I did as he asked, then stood as far away as I could get and still see.
Doc Bill drew back the shroud, revealing a marble-pale Abraham Nesersheim. I started at the expression on his face, which was very similar to the one I’d observed on Ms. G. after her death.
“Is that common?” I asked.
Doc, who’d been scribbling on a clipboard, paused. “Is what common?”
“He seems frightened to death.”
Doc Bill tilted his head, contemplated Abraham. “Not common, no. But not necessarily unusual.”

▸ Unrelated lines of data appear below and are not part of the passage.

Issue #1444, opened 2017-02-07
Product Import v1


lin-d-hop:
Epic to capture implementation of product import functionality.

Full phase 1 specification captured here: 
https://docs.google.com/document/d/1PB4OBpnhvINPXr4F2qfmUcjl8Ug3nyVh-6v7UokBNiI/edit#

Upon completion users will be able to import products and inventory from a data file for any enterprise they have appropriate permissions. Users will be able to create or update products/inventory from multiple suppliers within a single file, and to multiple inventories on a single import. Fresh imports can be viewed via an overview before import, then edited via Bulk Product Edit page or Inventory page after import. Users can use a range of default values on imports. Clear error messages will be communicated to users. 

Within the scope of this epic, improved image upload functionality will be added to Bulk Product Edit page.

IMPORTANT - Be sure to merge features as they are implemented. This feature should not be enabled in menus until completed. However it can be implemented and accessible via URL such that features can be continuously merged as we go.

Project board to follow the pipeline for that epic: https://github.com/openfoodfoundation/openfoodnetwork/projects/20

Matt-Yorkley:
Very handy Railscast on implementing CSV import with Roo gem: http://railscasts.com/episodes/396-importing-csv-and-excel

Matt-Yorkley:
Weight/volume based fields:

**unit_value** (_int_, example: 500)
**unit_description** (_str_, examples: "g", "kg", "T", "mL", "L")
**variant_unit** (_enum_, "weight"|"volume"|"items")
**variant_unit_scale** (_float_, examples: 0.001 for millimetres. Required if variant_unit = "weight" or "volume")
**display_as** (_str_, example: "500g". Used if variant_unit = "weight" or "volume". Usually null, unless necessary)
**variant_unit_name** (_str_, example: "large bunch". Required if variant_unit = "items")

Example **variant_unit_scale** values: 

grams (g) = 1
kilograms (kg) = 1000
tonnes (T) = 1000000
millilitres (mL) = 0.001
litres (L) = 1
kilolitres = 1000
litres = 1

As far as I can tell, the **unit_description** gets worked out based on **variant_unit_scale** and can be left empty...? And **display_as** can be left empty as well, by default it becomes the calculated **unit_value** multiplied by **unit_scale** plus the **unit_description** string, ie "500g", but it can be overridden if desired.

Matt-Yorkley:
[...]

PR #1451, opened 2017-02-13
Uk/import

Matt-Yorkley:
Product Import *second draft* for #1444. It'll need lots of reviewing, but it covers most of the spec. I'm posting this up to get some feedback and so people can build and play with it on uk testing.

**Covers:** importing various filetypes, handling upload validation, processing spreadsheet entries, pre-save feedback on valid/invalid entries and how many products are to be added/updated, saving all valid entries, import products into multiple enterprises from one spreadsheet (and validate user permissions for each enterprise), extended specs and pretty UI.

**Missing:** import timestamps functionality, translations, inventory/variant overrides functionality.

screenshot from 2017-02-09 11-28-17

screenshot from 2017-03-02 16-40-09
screenshot from 2017-03-02 16-40-18
screenshot from 2017-02-13 11-36-47
screenshot from 2017-02-13 11-43-14

### DIFF
--- a/app/controllers/admin/product_import_controller.rb
+++ b/app/controllers/admin/product_import_controller.rb
@@ -1,0 +1,52 @@
+require 'roo'
+
+class Admin::ProductImportController < Spree::Admin::BaseController
+
+  before_filter :check_upload, except: :index
+
+  def import
+    # Save uploaded file to tmp directory
+    @filepath = save_upload(params[:file])
+    @importer = ProductImporter.new(File.new(@filepath), editable_enterprises)
+
+    if @importer.errors.present?
+      flash[:notice] = @importer.errors.full_messages.to_sentence
+    end
+  end
+
+  def save
+    file = File.new(params[:filepath])
+    @importer = ProductImporter.new(file, editable_enterprises)
+    @importer.save_all_valid
+
+    if @importer.updated_count && @importer.updated_count > 0
+      File.delete(file)
+      flash[:success] = "#{@importer.updated_count} records updated successfully"
+    else
+      flash[:notice] = @importer.errors.full_messages.to_sentence
+    end
+  end
+
+  private
+
+  def check_upload
+    unless params[:file] || (params[:filepath] && File.exist?(params[:filepath]))
+      redirect_to '/admin/product_import', :notice => 'File not found or could not be opened'
+      return
+    end
+  end
+
+  def save_upload(upload)
+    filename = Time.now.strftime('%d-%m-%Y-%H-%M-%S')
+    extension = '.' + upload.original_filename.split('.').last
+    File.open(Rails.root.join('tmp', filename+extension), 'wb') do |f|
+      f.write(upload.read)
+      f.path
+    end
+  end
+
+  # Define custom model class for Cancan permissions
+  def model_class
+    ProductImporter
+  end
+end
--- a/app/controllers/admin/product_import_controller.rb
+++ b/app/controllers/admin/product_import_controller.rb
@@ -2,44 +2,54 @@ require 'roo'
 
 class Admin::ProductImportController < Spree::Admin::BaseController
 
-  before_filter :check_upload, except: :index
+  before_filter :validate_upload_presence, except: :index
 
   def import
     # Save uploaded file to tmp directory
-    @filepath = save_upload(params[:file])
+    @filepath = save_uploaded_file(params[:file])
     @importer = ProductImporter.new(File.new(@filepath), editable_enterprises)
 
-    if @importer.errors.present?
-      flash[:notice] = @importer.errors.full_messages.to_sentence
-    end
+    check_file_errors @importer
+    check_spreadsheet_has_data @importer
+
+    @tax_categories = Spree::TaxCategory.order('is_default DESC, name ASC')
+    @shipping_categories = Spree::ShippingCategory.order('name ASC')
   end
 
   def save
-    file = File.new(params[:filepath])
-    @importer = ProductImporter.new(file, editable_enterprises)
-    @importer.save_all_valid
-
-    if @importer.updated_count && @importer.updated_count > 0
-      File.delete(file)
-      flash[:success] = "#{@importer.updated_count} records updated successfully"
-    else
-      flash[:notice] = @importer.errors.full_messages.to_sentence
-    end
+    @importer = ProductImporter.new(File.new(params[:filepath]), editable_enterprises)
+    @importer.save_all if @importer.has_valid_entries?
   end
 
   private
 
-  def check_upload
+  def validate_upload_presence
     unless params[:file] || (params[:filepath] && File.exist?(params[:filepath]))
-      redirect_to '/admin/product_import', :notice => 'File not found or could not be opened'
+      redirect_to '/admin/product_import', notice: 'File not found or could not be opened'
       return
     end
   end
 
-  def save_upload(upload)
-    filename = Time.now.strftime('%d-%m-%Y-%H-%M-%S')
+  def check_file_errors(importer)
+    if importer.errors.present?
+      redirect_to '/admin/product_import', notice: @importer.errors.full_messages.to_sentence
+      return
+    end
+  end
+
+  def check_spreadsheet_has_data(importer)
+    unless importer.item_count
+      redirect_to '/admin/product_import', notice: 'No data found in spreadsheet'
+      return
+    end
+  end
+
+  def save_uploaded_file(upload)
+    filename = 'import' + Time.now.strftime('%d-%m-%Y-%H-%M-%S')
     extension = '.' + upload.original_filename.split('.').last
-    File.open(Rails.root.join('tmp', filename+extension), 'wb') do |f|
+    directory = 'tmp/product_import'
+    Dir.mkdir(directory) unless File.exists?(directory)
+    File.open(Rails.root.join(directory, filename+extension), 'wb') do |f|
       f.write(upload.read)
       f.path
     end
--- a/app/controllers/admin/product_import_controller.rb
+++ b/app/controllers/admin/product_import_controller.rb
@@ -17,7 +17,7 @@ class Admin::ProductImportController < Spree::Admin::BaseController
   end
 
   def save
-    @importer = ProductImporter.new(File.new(params[:filepath]), editable_enterprises)
+    @importer = ProductImporter.new(File.new(params[:filepath]), editable_enterprises, params[:settings])
     @importer.save_all if @importer.has_valid_entries?
   end
 
--- a/app/models/product_importer.rb
+++ b/app/models/product_importer.rb
@@ -11,6 +11,7 @@ class ProductImporter
     if file.is_a?(File)
       @file = file
       @sheet = open_spreadsheet
+      @entries = []
       @valid_entries = {}
       @invalid_entries = {}
 
@@ -26,12 +27,11 @@ class ProductImporter
       @editable_enterprises = {}
       editable_enterprises.map { |e| @editable_enterprises[e.name] = e.id }
 
-      @non_display_attributes = 'id', 'product_id', 'variant_id', 'supplier_id', 'primary_taxon_id', 'category_id', 'shipping_category_id', 'tax_category_id', 'on_hand_nil'
       @total_supplier_products = 0
       @products_to_reset = {}
       @updated_ids = []
 
-      validate_all if @sheet
+      init_product_importer if @sheet
     else
       self.errors.add(:importer, 'error: no file uploaded')
     end
@@ -78,7 +78,7 @@ class ProductImporter
   end
 
   def suppliers_index
-    index = @suppliers_index || get_suppliers_index
+    index = @suppliers_index || build_suppliers_index
     index.sort_by{ |k,v| v.to_i }.reverse.to_h
   end
 
@@ -87,27 +87,15 @@ class ProductImporter
   end
 
   def invalid_entries
-    entries = {}
-    @invalid_entries.each do |line_number, data|
-      entries[line_number] = {entry: data[:entry].except(*@non_display_attributes), errors: data[:errors]}
-    end
-    entries
+    @invalid_entries
   end
 
   def products_to_create
-    entries = {}
-    @products_to_create.merge(@variants_to_create).each do |line_number, data|
-      entries[line_number] = {entry: data[:entry].except(*@non_display_attributes)}
-    end
-    entries
+    @products_to_create.merge(@variants_to_create)
   end
 
   def products_to_update
-    entries = {}
-    @variants_to_update.each do |line_number, data|
-      entries[line_number] = {entry: data[:entry].except(*@non_display_attributes)}
-    end
-    entries
+    @variants_to_update
   end
 
   def products_created_count
@@ -141,6 +129,13 @@ class ProductImporter
 
   private
 
+  def init_product_importer
+    build_entries
+    build_categories_index
+    build_suppliers_index
+    validate_all
+  end
+
   def open_spreadsheet
     if accepted_mimetype
       Roo::Spreadsheet.open(@file, extension: accepted_mimetype)
@@ -166,25 +161,26 @@ class ProductImporter
     end
   end
 
-  def entries
-    rows.map do |row|
-      Hash[[headers, row].transpose]
+  def build_entries
+    rows.each_with_index do |row, i|
+      row_data = Hash[[headers, row].transpose]
+      entry = SpreadsheetEntry.new(row_data)
+      entry.line_number = i+2
+      @entries.push entry
     end
+    @entries
   end
 
   def validate_all
-    entries.each_with_index do |entry, i|
-      line_number = i+2 # Roo counts "line 2" as the first line of data
+    @entries.each do |entry|
+      supplier_validation(entry)
+      category_validation(entry)
+      set_update_status(entry)
 
-      supplier_validation(line_number, entry)
-      category_validation(line_number, entry)
-      set_update_status(line_number, entry)
-
-      mark_as_valid(line_number, entry) unless entry_invalid?(line_number)
+      mark_as_valid(entry) unless entry_invalid?(entry.line_number)
     end
 
     count_existing_products
-
     delete_uploaded_file if item_count.zero? or valid_count.zero?
   end
 
@@ -212,49 +208,43 @@ class ProductImporter
     !!@invalid_entries[line_number]
   end
 
-  def supplier_validation(line_number, entry)
-    suppliers_index = @suppliers_index || get_suppliers_index
-    supplier_name = entry['supplier']
+  def supplier_validation(entry)
+    supplier_name = entry.supplier
 
     if supplier_name.blank?
-      mark_as_invalid(line_number, entry, "Supplier name field is empty")
-      entry['supplier_id'] = Enterprise.first.id # Removes a duplicate validation message TODO: proper solution
+      mark_as_invalid(entry, attribute: "supplier", error: "can't be blank")
       return
     end
 
     unless supplier_exists?(supplier_name)
-      mark_as_invalid(line_number, entry, "Supplier \"#{supplier_name}\" not found in database")
-      entry['supplier_id'] = Enterprise.first.id # Removes a duplicate validation message TODO: proper solution
+      mark_as_invalid(entry, attribute: "supplier", error: "\"#{supplier_name}\" not found in database")
       return
     end
 
     unless permission_by_name?(supplier_name)
-      mark_as_invalid(line_number, entry, "You do not have permission to manage products for \"#{supplier_name}\"")
-      entry['supplier_id'] = Enterprise.first.id # Removes a duplicate validation message TODO: proper solution
+      mark_as_invalid(entry, attribute: "supplier", error: "\"#{supplier_name}\": you do not have permission to manage products for this enterprise")
       return
     end
 
-    entry['supplier_id'] = suppliers_index[supplier_name]
+    entry.supplier_id = @suppliers_index[supplier_name]
   end
 
   def supplier_exists?(supplier_name)
     @suppliers_index[supplier_name]
   end
 
-  def category_validation(line_number, entry)
-    categories_index = @categories_index || get_categories_index
-    category_name = entry['category']
+  def category_validation(entry)
+    category_name = entry.category
 
     if category_name.blank?
-      mark_as_invalid(line_number, entry, "Category field is empty")
-      entry['primary_taxon_id'] = Spree::Taxon.first.id # Removes a duplicate validation message TODO: proper solution
+      mark_as_invalid(entry, attribute: "category", error: "can't be blank")
       return
     end
 
     if category_exists?(category_name)
-      entry['primary_taxon_id'] = categories_index[category_name]
+      entry.primary_taxon_id = @categories_index[category_name]
     else
-      mark_as_invalid(line_number, entry, "Category \"#{category_name}\" not found in database")
+      mark_as_invalid(entry, attribute: "category", error: "\"#{category_name}\" not found in database")
     end
   end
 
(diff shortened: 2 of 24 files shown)


lin-d-hop:
Great, thanks!! Will have a look and start to give some feedback from a functional perspective :-)

lin-d-hop:
Maybe @stveep would be up for giving some technical feedback?

Matt-Yorkley:
This might come in handy: 
[Example CSV.zip](https://github.com/openfoodfoundation/openfoodnetwork/files/770931/Example.CSV.zip)

app/controllers/admin/product_import_controller.rb
```diff
@@ -0,0 +1,69 @@
+require 'roo'
+
+class Admin::ProductImportController < Spree::Admin::BaseController
+
+  def import
+    unless params[:file]
+      redirect_to '/admin/product_import', :notice => 'File not found or could not be opened'
+      return
+    end
```
enricostano: Maybe we can move this in a `before_filter`, just to keep the controller's action as clean as possible. What do you think?

app/controllers/admin/product_import_controller.rb
```diff
@@ -0,0 +1,69 @@
...
+      flash[:notice] = importer.errors.full_messages.to_sentence
+    end
+
+  end
+
+  def save
+    unless File.exist?(params[:filepath])
+      redirect_to '/admin/product_import', :notice => 'File not found or could not be opened'
+      return
+    end
```
enricostano: Same here, move to a `before_filter` maybe

app/controllers/admin/product_import_controller.rb
```diff
@@ -0,0 +1,69 @@
...
+
+    @valid_entries = importer.valid_entries
+    @invalid_entries = importer.invalid_entries
+
+    @valid_count = importer.valid_count
+    @invalid_count = importer.invalid_count
+    @has_valid_entries = importer.has_valid_entries?
+
+    @products_to_create = importer.products_create_count
+    @products_to_update = importer.products_update_count
```
enricostano: Is there any reason we can't just pass `@importer` instance to the view? In that way you don't have to instantiate lots of instance variables to hold `importer`'s state.

app/controllers/admin/product_import_controller.rb
```diff
@@ -0,0 +1,69 @@
...
+
+    filepath = params[:filepath]
+    file = File.new(filepath)
+
+    importer = ProductImporter.new(file, editable_enterprises)
+    importer.save_all_valid
+
+    @products_created = importer.products_created
+    @products_updated = importer.products_updated
+    @updated_count = importer.updated_count
```
enricostano: Same thing here, maybe we can just pass `@importer` to the view.

Matt-Yorkley:
There are a few bits that need thinking about, like currently if you're adding a new product then a product description can be given, but if you're updating an existing product or adding something that's a variant of another product (like "blackberry" as a variant of "fruit jams", where "strawberry" and "raspberry" already exist) then the product description gets ignored. This can easily be changed to allow it to be updated, but it potentially creates a weird situation from the users' perspective, as the description for strawberry jam would overwrite the master description for all fruit jams, but that's not necessarily clear when you have each variant on it's own line in the spreadsheet with it's own description column...

app/controllers/admin/product_import_controller.rb
Matt-Yorkley: I had these in for debugging purposes whilst sorting out the model and controller, but yes, one of the next jobs is to remake all the views with a much better UI.

Matt-Yorkley:
Another thing is using IDs. The main functionality doesn't use ID's for matching things like Category, Supplier and Product. If the user supplies ID's for these things, should they be used, or ignored? Currently they are ignored for consistency. Also, "products" and "variants" have different sets of IDs as they are in different tables, which might make things complicated...?

lin-d-hop:
Category: There is no easy way to match supplier category ID to OFN category ID. These also differ between instances. The best way to handle this might be macros for supplier data files that do the translation before the importer. In the longer term having a tool in OFN that lets suppliers save these translations internally will be even easier.... but not a phase one feature.

Product IDs: A suppliers product ID is likely to map to SKU in OFN?

Supplier IDs: Currently it is an overkill for most enterprises to have a supplier ID themselves for their supppliers. However a similar SKU field on mapping suppliers together might be useful.

Obviously we will be generating our own IDs on table entries dynamically for new entries, and not changing IDs when we look up existing entries. A suppliers ID is not useful as an ID to us but might be in SKU or mapping appropriately. 

Is that helpful?

Matt-Yorkley:
I meant if they were referencing our internal ids, not theirs. Like if a user had exported some product data that included `supplier_id` and `primary_taxon_id` values for supplier and category, would we want to ignore the ids in these fields whilst importing and stick to the current method of expecting a string for `supplier` and `category` and then looking up the correct ids from the respective tables? It's not a pressing question, just needs considering.

I guess it depends on how these fields will be exported, if we're going to have a corresponding CSV/spreadsheet export function. It probably makes sense to not export ids, so that the data is human readable, in which case ignoring ids for these fields on import is the sensible way to go...?

lin-d-hop:
I would agree. Human readable data in exporters and thus no way of using our db ids in importers.

There might be a case as some point to do otherwise, but i think we'll have an easier time of it all if we can avoid using db IDs outside the db.

lin-d-hop:
Just a note, as well, that we want to be able to review successful imports (creates and updates) as well before we press import. Successes might also not be right, if valid data but the spreadsheet has errors.

Matt-Yorkley:
That's already covered, if I catch your drift. 

So after the uploading the spreadsheet there's validation checks before save that include creating relevant Spree::Product and Spree::Variant objects for each item (without saving them) and applying the `.validate? ` method on each object. The various results (including the objects' validation errors) are displayed as part of the initial validation. That should give an accurate picture of which ones are valid and can/will be successfully saved/updated. After that when the the data has been reviewed by the user and they click save and the items are _actually_ saved, there's also feedback on which items _were_ saved/updated.

Matt-Yorkley:
@mkllnk have you got time to do some code review for this PR?

app/models/product_importer.rb
```diff
@@ -0,0 +1,314 @@
...
+    end
+  end
+
+  def entries
+    rows.map do |row|
+      Hash[[headers, row].transpose]
+    end
+  end
+
+  def validate_all
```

He returned to work. Since there was no convenient X-ray machine at the morgue, he skipped that step and moved on to describing the outer appearance of the victim, then weighing the body. Next, Doc sliced Abraham’s chest open with what I knew to be a solid-silver scalpel. If Abraham were a werewolf, we’d already know about it.
But nothing happened. No smoke, no flames, no explosion. No shouts, no screams, no getting up and running off. Abraham was definitely dead.
Doc Bill worked with painstaking efficiency. As he did, he spoke of his findings into a tiny mike he’d pinned to his collar.
The smell of chemicals had just begun to make me light-headed when Doc froze, making a strangled, garbled sound of surprise.
I stepped forward, hand already on my gun, expecting Abraham to sit up, despite the hole in his chest, grab Doc Bill, and snap his neck like a twig. However, the corpse lay there, as a good corpse should.
“What is it?” I drew my gun. No point in being unprepared.
“Impossible,” Doc managed, his voice hoarse and thin.
“What’s impossible?”
His hand shook as he directed my attention to the chest cavity.